Most cameras, and I, can not focus simultaneously near and far. I have to choose a certain depth of field, and my attention goes there. The last couple of weeks I feel like I've been zooming the lens in and out and in again.
Most of the day and every four or five nights the focus is tight, and specific. Tiny little lives that struggle. Lungs that aren't filling with air, blood that teams with harmful bacteria, intestines that aren't digesting milk, skin that is broken down or infected. My patients weigh anywhere from 900 grams to a few kilos. They are jaundiced or febrile or anemic or dehydrated, and they can't ask for help. So it is my job each day to plunge into a sea of chaotic activity and sort out the serious problems from the distractions, to insist on attention to detail, to calculate and palpate and think and work. To organize my team, to listen to their presentations, to check their plans. To respond to emergencies, and teach. We've been extremely crowded, wedging 28 babies into space meant for just over half that number. We have an outbreak of a bad bacterial septic infection spreading. It's been intense. But I like the tight focus, the immediate crisis, the hands-on problem. These babies are precious, and their moms are heroic. Here is my view:
But the last two weeks have also required a zoomed-out focus, the panorama, the big picture. Our team in South Sudan left under pressure of illness and rumor of war. Our team in Bundibugyo has faced public pressure on the school administration, an unexpected resignation, loss which changes personal plans. We are in discussion with multiple colleagues who are discouraged and in need of hope. We are deeply involved in plans for our regional leadership training and then retreat, a 10-day stretch of ministry for six teams in four countries that begins Saturday. Preparing schedules, thinking through content, meditating on talks, praying for each person coming. This is big-picture stuff, the why and how of the Kingdom come, the survival of vision and purpose. I invited a hundred people to a Serge party and desperately want God to meet them there. This is one view, with parts of two teams over for dinner and prayer:
Both are the real work of the reversal of all that is wrong with the world. Both are opportunities to pour our souls out on behalf of fragile people. Both call for the Spirit's power. For wisdom. For perseverance. For patience and kindness and hope.
But it isn't easy to keep focusing in and out, to hold the full depth of our East Africa field in view all at once. Yet Jesus does this, knowing each sparrow of a preemie whose little heart tires out, and knowing the major political forces at work between warring clans or the life-trajectories of dozens of intersecting people and families.
Tomorrow is my last day in the NICU for a couple of weeks; Thursday I fly down to the coast to meet Heidi who has been a rock of can-do organization these past months as we have planned these retreats together. We have Friday to finish up all the details for both retreats. Scott flies back to Kenya and meets Jack late Friday night, and they arrive at the coast with all the others on Saturday. He has finished quarantine, and our two-month separation is down to just under 4 more days.

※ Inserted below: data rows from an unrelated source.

PR #379, opened 2015-10-02
[FIX] Set l10n_be_intrastat to uninstallable, as it depends on l10n_be

StefanRijnhart:
which itself is set to uninstallable in OpenUpgrade because it messes
up the analysis.
This module was added after the last 8.0 analysis and it now makes the
analysis fail when comparing with 9.0

### DIFF
--- a/addons/l10n_be/__openerp__.py
+++ b/addons/l10n_be/__openerp__.py
@@ -81,7 +81,7 @@ Wizards provided by this module:
         'views/report_vatpartnerlisting.xml',
     ],
     'demo': [],
-    'installable': False,
+    'installable': True,
     'website': 'https://www.odoo.com/page/accounting',
 }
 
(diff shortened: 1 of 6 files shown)


StefanRijnhart:
The good news is that the l10n_be modules seem to have been fixed in 9.0 so they will be supported in the future

pedrobaeza:
:+1:

StefanRijnhart:
Modified this PR to make blacklisting of modules at analysis time explicit and a bit more elegant IMHO.

pedrobaeza:
Yeah, more elegant indeed. Finishing to improve this, maybe it's better to put the list in a separate list to ease the maintenance of this list across versions.

StefanRijnhart:
Sure. Where do you suggest we put this list?

pedrobaeza:
`openerp/addons/openupgrade_records/blacklist.py` or similar should be fine.

StefanRijnhart:
Done!

pedrobaeza:
Thanks!! :+1:

pedrobaeza:
Merging this also as it has been tested on the migration to v9.

PR #380, opened 2015-10-03
9.0 port framework

StefanRijnhart:


StefanRijnhart:
Here is a port of the OpenUpgrade analysis and migration framework on top of Odoo 9.0.

You may note:
- This change contains  module blacklisting instead of setting to uninstallable, as proposed to 8.0 in https://github.com/OCA/OpenUpgrade/pull/379
- A quirk has been added in the records module to allow reinstallation of the account module
- The l10n_be modules are now reinstallable, which means that they can be supported by OpenUpgrade (except that the analysis in 9.0 will treat it as a new module by necessity, and a proper analysis will only be possible from 9.0 to 10.0 on ).

This PR will allow an analysis comparison with 8.0, but there are indeed problems with comparing new API fields with old API fields. These will be treated in a follow up proposal.

pedrobaeza:
I made a code review and overall :+1:. I have made some little remarks.

StefanRijnhart:
To get an idea of the changes to the analysis code, this would be the basis of the next followup PR: https://github.com/StefanRijnhart/OpenUpgrade/compare/9.0-port_framework...StefanRijnhart:9.0-framework_new_api_fields

This gets me an analysis like the following: https://github.com/StefanRijnhart/OpenUpgrade/compare/9.0-framework_new_api_fields...StefanRijnhart:9.0-analysis.diff.

Work in progress, both.

pedrobaeza:
I think this can be merged to go on with following steps.

PR #382, opened 2015-10-12

StefanRijnhart:
Fixes confusion between related and computed fields (related fields are computed according to their related path).
Implements detection of fields becoming a property field (not seen in the wild, but still).
Prevent signalling new 'monetary' field as distinct from 'float' field.
Take 'default' attribute on new API fields into account.

### DIFF
--- a/openerp/addons/openupgrade_records/lib/compare.py
+++ b/openerp/addons/openupgrade_records/lib/compare.py
@@ -1,8 +1,8 @@
 # -*- coding: utf-8 -*-
 ##############################################################################
 #
-#    OpenERP, Open Source Management Solution
-#    This module copyright (C) 2011 Therp BV (<http://therp.nl>).
+#    Copyright (C) 2011 Therp BV (<http://therp.nl>).
+#              (C) 2015 Opener B.V. (<https://opener.am>).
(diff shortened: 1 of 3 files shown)


openerp/addons/openupgrade_records/lib/compare.py
```diff
@@ -202,7 +216,8 @@ def match(match_fields, report_fields, warn=False):
         ]
     for column in old_records:
         # we do not care about removed function fields
-        if column['isfunction'] or column['field'] in IGNORE_FIELDS:
+        if (column['isfunction'] or column['isrelated'] or
```
pedrobaeza, line 219: This is a good candidate for being refactored to a method that can be called from the multiple places where you are making this change.

StefanRijnhart, line 219: Can I call on the rule of three here, and not do this now?

pedrobaeza, line 219: Of course, no problem. I told it as I see the same replace in several places, but indeed there are only 2 appearances.

pedrobaeza:
:+1:

PR #383, opened 2015-10-12

StefanRijnhart:
Backport of https://github.com/OCA/OpenUpgrade/pull/382, which is necessary to take advantage of the improved detection of these fields during the analysis of changes from 8.0 to 9.0.


pedrobaeza:
Same as in 9.0, so :+1:

pedrobaeza:
I'm going to merge these PRs, as they're very focused on the analysis, which is something that people don't usually work on, so it's difficult to get reviewed.

PR #384, opened 2015-10-12

StefanRijnhart:
Backport of https://github.com/OCA/OpenUpgrade/pull/382

### DIFF
--- a/openerp/addons/openupgrade_records/lib/compare.py
+++ b/openerp/addons/openupgrade_records/lib/compare.py
@@ -1,8 +1,8 @@
 # -*- coding: utf-8 -*-
 ##############################################################################
 #
-#    OpenERP, Open Source Management Solution
-#    This module copyright (C) 2011 Therp BV (<http://therp.nl>).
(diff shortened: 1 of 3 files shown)


pedrobaeza:
I don't think this problem was so old...

:+1:

StefanRijnhart:
Yes, it could be down there all the way back to 5.0 but I am not sure if it is worthwhile to backport it further down. I looked at 6.1 but the cherry pick wasn't exactly clean due to some refactorings in the OpenUpgrade patches between 6.1 and 7.0 so I decided to stop here for now. This is only a problem if someone wants to do an analysis between 6.1 and 7.0. Such an analysis will contain false message on all related fields, saying that they are not function fields anymore.

pedrobaeza:
Well, I don't think this kind of analysis is going to be done anymore. As the scripts and the analysis for standard modules is there, and a direct code analysis can make the rest, I don't think necessary. Maybe a mention on the module description can help, but you're making enough.

Off-topic: I migrate from 6.1 my last customer 2 weeks ago! (one that resists to go through version 7).

PR #395, opened 2015-11-08
[FIX] stock: Put correctly stock.move and stock.quant dates

pedrobaeza:
As the standard code overwrites date field when transferring, we need to keep the old date, and the created quants also need to take this date instead the date when the migration is done.

With this last patch, I think we can consider the stock migration as stable, having migrated already 4 DBs with plenty of stock stuff.


openerp/openupgrade/doc/source/modules70-80.rst
```diff
@@ -416,7 +416,7 @@ Status :
 +-----------------------------------+-----------------------------------+
 |share                              | Nothing to do                     |
 +-----------------------------------+-----------------------------------+
-|stock                              | Done (experimental)               |
+|stock                              | Done                              |
```
StefanRijnhart, line 419: Any experiences with multi-company + multi-warehouse? That was the aspect that I was unsure of when I added my bit to the stock migration script.

StefanRijnhart:
:+1: overall, thanks!

openerp/openupgrade/doc/source/modules70-80.rst
pedrobaeza, line 419: Uhm, not for multi-company, but with multi-warehouse I didn't have any special problem

StefanRijnhart, line 419: OK, thanks!

legalsylvain:
thanks !
:+1:

PR #397, opened 2015-11-14
[ADD] have migrate.py download its own copy of openupgradelib

hbrunn:
This is more in line with the script fetching everything specific to openupgrade


pedrobaeza:
Why do you need this?

hbrunn:
This guarantees that openupgradelib's version matches openupgrade's version. Given that `migrate.py` pull the latest sources of openupgrade, it might rely on features not yet available in the user's openupgradelib installed via pypi

pedrobaeza:
OK, I understand, because while we don't tag a commit, this won't be push to PyPi.

:+1:

StefanRijnhart:
:+1:

PR #398, opened 2015-11-15
[FIX] Cannot reinstall sale_timesheet and project modules

StefanRijnhart:
After a merge of upstream Odoo into OpenUpgrade 9.0, two modules could not be reinstalled anyore (reinstallation essential for the analysis process). It concerns a hack that creates XML ids for the same field that is present in two independent modules. This shared ownership of the data prevents the dropping of the column after deinstallation of the module that was installed first.

The hack consist of an XML record that forces the creation of the XML id in each module. As it is executed at installation time, and each XML id (module + name) is supposed to be unique, upon reinstallation the server crashes on uniqueness constraints in the ir_model_data table. This change disables the forced creation of the XML ids upon installation.

To prevent the original problem, the dropping of the column, the XML ids need to be added in the migration scripts of each module. That is something that this change does not yet implement though.

### DIFF
--- a/addons/project/project_data.xml
+++ b/addons/project/project_data.xml
@@ -23,14 +23,18 @@
 
 
         <!-- sale_timesheet and project define the same field without depending on each, which causes the field to be deleted when the module that created it
-        is deleted. To avoid this, we create xmlids manually for this field in both modules to prevent accidental deletion. To fix in saas-7 by moving the field definition-->
-        <record id="duplicate_field_xmlid" model="ir.model.data">
+        is deleted. To avoid this, we create xmlids manually for this field in both modules to prevent accidental deletion. To fix in saas-7 by moving the field definition
+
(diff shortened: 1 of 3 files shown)


pedrobaeza:
Why there's a Travis error on migration scripts on purchase?

StefanRijnhart:
Because we did not write it. It is a native Odoo script, apparently. I
had not noticed it before.

pedrobaeza:
Uhm, curious... What we do then? Refactor it to be PEP8 compliant? Remove it? The second option seems the best, as we can make the scripts already aware of the change made here.

StefanRijnhart:
I would leave it until the module is being covered by our own script, adding a noqa marker for the CI.

pedrobaeza:
OK for me

StefanRijnhart:
Done!

pedrobaeza:
Thanks :+1:

mmalorni:
:+1:

ghost:
:+1:

PR #399, opened 2015-11-17
[ADD] Analysis

StefanRijnhart:


StefanRijnhart:
Note that because the diff is too long, the Files Changed tab in this PR is slightly misleading. At some point, GitHub will not show the contents of newly added files anymore, saying that they 'have not changed'.

dreispt:
:+1:

parthivgls:
:+1:

pedrobaeza:
Only one question: do you think it deserves to be included the l10n_\* analysis file?

StefanRijnhart:
Yes, certainly. The l10n analysis files are only interesting in very few corner cases, but it doesn't really hurt to include them now, even if they make the diff of this particular PR very long. It would be more of a pain for the odd l10n developer to have to generate the analysis themselves in case they need it. Also for the regular OpenUpgrade migration script submission process it is essential to be able to check easily if an l10n module does not unexpectedly contains any noupdate data that has to be taken care of.

pedrobaeza:
OK, you're right. Thanks for the huge work you always do in this project when a new version comes. I merge this PR for allowing to start the migration scripts. For those who wants to contribute in this part, please comment on https://github.com/OCA/OpenUpgrade/issues/400 for avoiding the duplication of efforts.

PR #402, opened 2015-11-19
[FIX] don't pass None to string.join

### LINKED ISSUE #401: setting PYTHONPATH fails in migration.py script when PYTHONPATH is undefined
In line 337 of `migration.py` we have:

``` python
os.environ['PYTHONPATH'] = ':'.join([
    openupgradelib, os.environ.get('PYTHONPATH')])
```

but that fails when PATHONPATH is not previously setted up in the os enviroment. Maybe ..?

``` python
os.environ['PYTHONPATH'] = ':'.join([
    openupgradelib, os.environ.get('PYTHONPATH', '')])
```

hbrunn:
fixes #401

@yucer slightly different from your solution, but to the same effect

### DIFF
--- a/scripts/migrate.py
+++ b/scripts/migrate.py
@@ -333,8 +333,8 @@ else:
             'url': 'https://github.com/OCA/openupgradelib',
             'target': openupgradelib,
             })
-os.environ['PYTHONPATH'] = ':'.join([
-    openupgradelib, os.environ.get('PYTHONPATH')])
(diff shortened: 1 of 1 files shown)


pedrobaeza:
Any of both serves :+1:

mmalorni:
:+1:

yucer:
Great ! Thanks

Sorry for the late response. Then we can close my ticket.

PR #405, opened 2015-11-25
[FIX] patch tables for setup_models()

coleste:
Odoo does not boot unless some tables are manually updated on the migrated database. As discussed in #404 .

### DIFF
--- a/openerp/modules/registry.py
+++ b/openerp/modules/registry.py
@@ -13,6 +13,7 @@ import openerp
 from .. import SUPERUSER_ID
 from openerp.tools import assertion_report, lazy_property, classproperty, config, topological_sort
 from openerp.tools.lru import LRU
+from openerp.openupgrade import openupgrade_loading_90
 
 _logger = logging.getLogger(__name__)
 
@@ -66,8 +67,8 @@ class Registry(Mapping):
             _logger.warning("The option --unaccent was given but no unaccent() function was found in database.")
         self.has_unaccent = openerp.tools.config['unaccent'] and has_unaccent
 
-        # ir_model must be in 9.0 format before continuing
-        self.patch_migrate_9(cr)
+        #OpenUpgrade: ir_model must be in 9.0 format before continuing
+        openupgrade_loading_90.migrate_model_tables(cr)
         cr.close()
 
     #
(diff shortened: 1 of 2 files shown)


pedrobaeza:
Seems OK and can be run multiple times without breaking, so :+1:

hbrunn:
isn't this too late? Why not in `registry.__init__`? This way, it's run at https://github.com/OCA/OpenUpgrade/blob/8.0/openerp/modules/loading.py#L133

coleste:
It crashes on cr.execute('select model, transient from ir_model where state=%s', ('manual',)), 3 lines below. But yes, it could be moved right after the has_unaccent bit. Should I? Done.

@hbrunn is this better?

mmalorni:
:+1:

openerp/modules/registry.py
```diff
@@ -65,6 +65,9 @@ def __init__(self, db_name):
         if openerp.tools.config['unaccent'] and not has_unaccent:
             _logger.warning("The option --unaccent was given but no unaccent() function was found in database.")
         self.has_unaccent = openerp.tools.config['unaccent'] and has_unaccent
+
+        # ir_model must be in 9.0 format before continuing
```
StefanRijnhart: Can you add a marker #OpenUpgrade to this change?

openerp/modules/registry.py
```diff
@@ -172,6 +175,34 @@ def load(self, cr, module):
 
         return [self.models[m] for m in models_to_load]
 
+    def patch_migrate_9(self, cr):
```
StefanRijnhart: Can you put this in a new module odoo/openerp/openupgrade/openupgrade_loading_90.py?

StefanRijnhart:
Thanks, looks good! Just a request to isolate the code into the OpenUpgrade corner as much as possible.

StefanRijnhart:
Thanks for the update. Next time, please write a comment that you followed up the comments, so that the reviewers get notified by email.
:+1:

StefanRijnhart:
Fixed trivial flake8 issue in direct commit https://github.com/OCA/OpenUpgrade/commit/cbced5496c81f9d328da408f27751471e78aa73f

coleste:
I will, and thanks for the whitespace!

coleste:
@StefanRijnhart , I missed something and had to resubmit as #410 
I missed the commit()

PR #449, opened 2016-03-16
[ADD] crm_claim: Migration scripts

pedrobaeza:


JordiBForgeFlow:
:+1

addons/crm_claim/migrations/8.0.1.0/noupdate_changes.xml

Pray that all these babies would be healed and strengthened and thriving as I go and leave them in the hands of a visiting Canadian paeds NICU fellow. And pray that the last preparations for the retreat would fall into place so that many weary and hurting missionaries would meet Jesus. And lastly pray that Scott and I would be unified in the counsel and leadership we need to bless our field, at all depths.